**Brief**
Repeat each line of the material below exactly.

**Material for this exercise**
PR #214, opened 2026-07-11
[BLOCKER DoS] Reconcile expired source liens

aeyakovenko:
## What changed

- Pin the wrapper to engine commit `765c1d893bae44d588db196549096cbc555e00a9` from engine PR #112.
- Add a public LiteSVM lifecycle regression for a source-credit IM lien whose backing bucket expires after creation.
- Add a max-shape public regression that creates all 28 source-domain liens, proves every successful crank removes exactly one lien, then proves recertification and owner risk reduction still work.

## Root cause

A normal risk-increasing trade could create a valid counterparty-backed source lien while its bucket was fresh. At expiry, unchanged-price auto-crank treated the account as `NoAction`; owner reduction, bilateral reduction, PnL conversion, and adverse-settlement routes read the lapsed source domain and returned engine `Stale`. Depositing more capital did not reconcile the lien.

The engine fix classifies expiry as actionable and reconciles one expired source-domain lien per public auto-crank. Each call is bounded and rank-decreasing; after the finite source-domain tail, ordinary certification and owner reduction resume.

Engine fix: https://github.com/aeyakovenko/percolator/pull/112

## Public evidence

The max-shape regression uses only wrapper instructions and normal trades:

- 14 configured assets and both source domains per asset
- 28 source claims created by public mark/trade cycles
- 28 counterparty liens allocated by public risk-increasing trades
- exactly 28 successful expiry cranks, each removing one live lien
- peak expiry step: 667,401 CU
- successful post-expiry recertification and owner `RebalanceReduce`
- no direct account-data mutation or injected engine state

## Validation

- `cargo build-sbf --tools-version v1.52`
- rebuilt auth and hostile matcher SBF fixtures
- `cargo test --all-targets -- --quiet`: 5/5 library and 572/572 LiteSVM tests passed
- engine `cargo test --all-targets`: 133 passed
- engine `cargo kani --tests --features fuzz --harness proof_v16_expired_counterparty_lien_impairment_is_exact_relabel`: 245 checks passed, 3/3 covers satisfied
- `cargo fmt --all -- --check`
- `git diff --check`

PR #363, opened 2026-07-28
[BLOCKER LoF] Observe backing expiry before PnL conversion

aeyakovenko:
## Public exploit

`ConvertReleasedPnl` did not authenticate backing expiry against the SVM `Clock`. It delegated to the engine, whose source-ledger freshness check compares `expiry_slot` only with the engine's stored `header.current_slot`.

The public LiteSVM reproduction uses ordinary initialized state and no protocol-account mutation:

1. An independent backing authority deposits 150 atoms into the winning source domain with signed expiry slot 3.
2. Two users deposit, trade at 100, and an authenticated mark move to 105 creates 100 atoms of real source-backed PnL.
3. The winner flattens before expiry, making the PnL publicly convertible.
4. No crank advances the engine after slot 2. At authenticated SVM slot 4, the winner calls `ConvertReleasedPnl`.
5. On exact parent `36fa587e1424a8c7fdde2c701c10938188a51876`, conversion succeeds against the expired bucket and the winner immediately withdraws 100 real SPL atoms. The engine still reports slot 2.

This is a public ordering-dependent loss of funds: the backing provider's signed support term has ended, but a claimant can consume and withdraw that principal before an honest expiry crank lands.

## Fix

Before favorable PnL conversion, the wrapper scans the portfolio's bounded source-domain roster and compares every live claim's `Fresh` bucket expiry with the authenticated SVM slot. A lapsed bucket returns engine `Stale` before value mutation, so SVM rollback preserves market, portfolio, and custody bytes.

The check is wrapper-specific because this is where authenticated `Clock` is available. It does not advance global engine time without asset accrual and does not change the engine pin.

The existing expired-source liveness fix remains tracked by wrapper #214 / engine #112. This PR closes the value-extraction race; #214 supplies the bounded permissionless reconciliation route after the safe rejection.

## TDD

- Exact-parent RED: `11d381ec` extracts 100 SPL atoms after expiry.
- Fixed GREEN: `17223602` rejects atomically and preserves market, portfolio, and vault state.

## Verification

- rebuilt auth and hostile matcher SBF fixtures
- focused exploit regression: green
- adjacent conversion authorization, caller-cap, isolation, resolve-maturity, and backing-expiry regressions: green
- `cargo test --all-targets -- --test-threads=1`: 6 unit + 566 LiteSVM/BPF/CU tests passed
- `git diff --check`

### DIFF
--- a/src/v16_program.rs
+++ b/src/v16_program.rs
@@ -8374,6 +8374,39 @@ pub mod processor {
         Ok(())
     }
 
+    fn reject_lapsed_source_backing_for_conversion_view(
+        group: &state::MarketViewMutV16<'_>,
+        portfolio: &percolator::PortfolioV16ViewMut<'_>,
+        authenticated_slot: u64,
+    ) -> Result<(), V16Error> {
+        let max_market_slots = group.header.config.max_market_slots.get() as usize;
+        if max_market_slots > group.markets.len() {
+            return Err(V16Error::InvalidConfig);
+        }
+        for source in portfolio.header.source_domains.iter() {
+            if !source.is_occupied() || source.source_claim_bound_num.get() == 0 {
+                continue;
+            }
+            let domain = source.domain.get() as usize;
+            let asset_index = domain / 2;
+            if asset_index >= max_market_slots {
+                return Err(V16Error::InvalidConfig);
+            }
+            let engine_slot = &group.markets[asset_index].engine;
+            let bucket = if domain % 2 == 0 {
+                engine_slot.backing_long.try_to_runtime()?
+            } else {
+                engine_slot.backing_short.try_to_runtime()?
+            };
+            if bucket.status == percolator::BackingBucketStatusV16::Fresh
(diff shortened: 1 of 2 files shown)


aeyakovenko:
Independent current-pin confirmation from percolator-meta: https://github.com/aeyakovenko/percolator-meta/pull/385 (`cf2873093eb2597d09ea7403e6ee9787532a0832`).

The clean-room LiteSVM proof system-allocates/publicly initializes every Percolator state account and runs the pinned real SBF. With zero backing fees, an independent provider deposits 150 expiring at slot 3. Public trade/mark/refresh/flatten releases 100 PnL before expiry while engine time ends at slot 2. At authenticated SVM slot 4, current-pin `ConvertReleasedPnl` succeeds. The winner publicly withdraws 100; the provider can recover only 50; consumed backing moves 0 -> 100. This independently confirms exact external-principal loss under the canonical Meta fee policy.

aeyakovenko:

**Result of this exercise**
PR #214, opened 2026-07-11
[BLOCKER DoS] Reconcile expired source liens

aeyakovenko:
## What changed

- Pin the wrapper to engine commit `765c1d893bae44d588db196549096cbc555e00a9` from engine PR #112.
- Add a public LiteSVM lifecycle regression for a source-credit IM lien whose backing bucket expires after creation.
- Add a max-shape public regression that creates all 28 source-domain liens, proves every successful crank removes exactly one lien, then proves recertification and owner risk reduction still work.

## Root cause

A normal risk-increasing trade could create a valid counterparty-backed source lien while its bucket was fresh. At expiry, unchanged-price auto-crank treated the account as `NoAction`; owner reduction, bilateral reduction, PnL conversion, and adverse-settlement routes read the lapsed source domain and returned engine `Stale`. Depositing more capital did not reconcile the lien.

The engine fix classifies expiry as actionable and reconciles one expired source-domain lien per public auto-crank. Each call is bounded and rank-decreasing; after the finite source-domain tail, ordinary certification and owner reduction resume.

Engine fix: https://github.com/aeyakovenko/percolator/pull/112

## Public evidence

The max-shape regression uses only wrapper instructions and normal trades:

- 14 configured assets and both source domains per asset
- 28 source claims created by public mark/trade cycles
- 28 counterparty liens allocated by public risk-increasing trades
- exactly 28 successful expiry cranks, each removing one live lien
- peak expiry step: 667,401 CU
- successful post-expiry recertification and owner `RebalanceReduce`
- no direct account-data mutation or injected engine state

## Validation

- `cargo build-sbf --tools-version v1.52`
- rebuilt auth and hostile matcher SBF fixtures
- `cargo test --all-targets -- --quiet`: 5/5 library and 572/572 LiteSVM tests passed
- engine `cargo test --all-targets`: 133 passed
- engine `cargo kani --tests --features fuzz --harness proof_v16_expired_counterparty_lien_impairment_is_exact_relabel`: 245 checks passed, 3/3 covers satisfied
- `cargo fmt --all -- --check`
- `git diff --check`

PR #363, opened 2026-07-28
[BLOCKER LoF] Observe backing expiry before PnL conversion

aeyakovenko:
## Public exploit

`ConvertReleasedPnl` did not authenticate backing expiry against the SVM `Clock`. It delegated to the engine, whose source-ledger freshness check compares `expiry_slot` only with the engine's stored `header.current_slot`.

The public LiteSVM reproduction uses ordinary initialized state and no protocol-account mutation:

1. An independent backing authority deposits 150 atoms into the winning source domain with signed expiry slot 3.
2. Two users deposit, trade at 100, and an authenticated mark move to 105 creates 100 atoms of real source-backed PnL.
3. The winner flattens before expiry, making the PnL publicly convertible.
4. No crank advances the engine after slot 2. At authenticated SVM slot 4, the winner calls `ConvertReleasedPnl`.
5. On exact parent `36fa587e1424a8c7fdde2c701c10938188a51876`, conversion succeeds against the expired bucket and the winner immediately withdraws 100 real SPL atoms. The engine still reports slot 2.

This is a public ordering-dependent loss of funds: the backing provider's signed support term has ended, but a claimant can consume and withdraw that principal before an honest expiry crank lands.

## Fix

Before favorable PnL conversion, the wrapper scans the portfolio's bounded source-domain roster and compares every live claim's `Fresh` bucket expiry with the authenticated SVM slot. A lapsed bucket returns engine `Stale` before value mutation, so SVM rollback preserves market, portfolio, and custody bytes.

The check is wrapper-specific because this is where authenticated `Clock` is available. It does not advance global engine time without asset accrual and does not change the engine pin.

The existing expired-source liveness fix remains tracked by wrapper #214 / engine #112. This PR closes the value-extraction race; #214 supplies the bounded permissionless reconciliation route after the safe rejection.

## TDD

- Exact-parent RED: `11d381ec` extracts 100 SPL atoms after expiry.
- Fixed GREEN: `17223602` rejects atomically and preserves market, portfolio, and vault state.

## Verification

- rebuilt auth and hostile matcher SBF fixtures
- focused exploit regression: green
- adjacent conversion authorization, caller-cap, isolation, resolve-maturity, and backing-expiry regressions: green
- `cargo test --all-targets -- --test-threads=1`: 6 unit + 566 LiteSVM/BPF/CU tests passed
- `git diff --check`

### DIFF
--- a/src/v16_program.rs
+++ b/src/v16_program.rs
@@ -8374,6 +8374,39 @@ pub mod processor {
         Ok(())
     }
 
+    fn reject_lapsed_source_backing_for_conversion_view(
+        group: &state::MarketViewMutV16<'_>,
+        portfolio: &percolator::PortfolioV16ViewMut<'_>,
+        authenticated_slot: u64,
+    ) -> Result<(), V16Error> {
+        let max_market_slots = group.header.config.max_market_slots.get() as usize;
+        if max_market_slots > group.markets.len() {
+            return Err(V16Error::InvalidConfig);
+        }
+        for source in portfolio.header.source_domains.iter() {
+            if !source.is_occupied() || source.source_claim_bound_num.get() == 0 {
+                continue;
+            }
+            let domain = source.domain.get() as usize;
+            let asset_index = domain / 2;
+            if asset_index >= max_market_slots {
+                return Err(V16Error::InvalidConfig);
+            }
+            let engine_slot = &group.markets[asset_index].engine;
+            let bucket = if domain % 2 == 0 {
+                engine_slot.backing_long.try_to_runtime()?
+            } else {
+                engine_slot.backing_short.try_to_runtime()?
+            };
+            if bucket.status == percolator::BackingBucketStatusV16::Fresh
(diff shortened: 1 of 2 files shown)


aeyakovenko:
Independent current-pin confirmation from percolator-meta: https://github.com/aeyakovenko/percolator-meta/pull/385 (`cf2873093eb2597d09ea7403e6ee9787532a0832`).

The clean-room LiteSVM proof system-allocates/publicly initializes every Percolator state account and runs the pinned real SBF. With zero backing fees, an independent provider deposits 150 expiring at slot 3. Public trade/mark/refresh/flatten releases 100 PnL before expiry while engine time ends at slot 2. At authenticated SVM slot 4, current-pin `ConvertReleasedPnl` succeeds. The winner publicly withdraws 100; the provider can recover only 50; consumed backing moves 0 -> 100. This independently confirms exact external-principal loss under the canonical Meta fee policy.

aeyakovenko:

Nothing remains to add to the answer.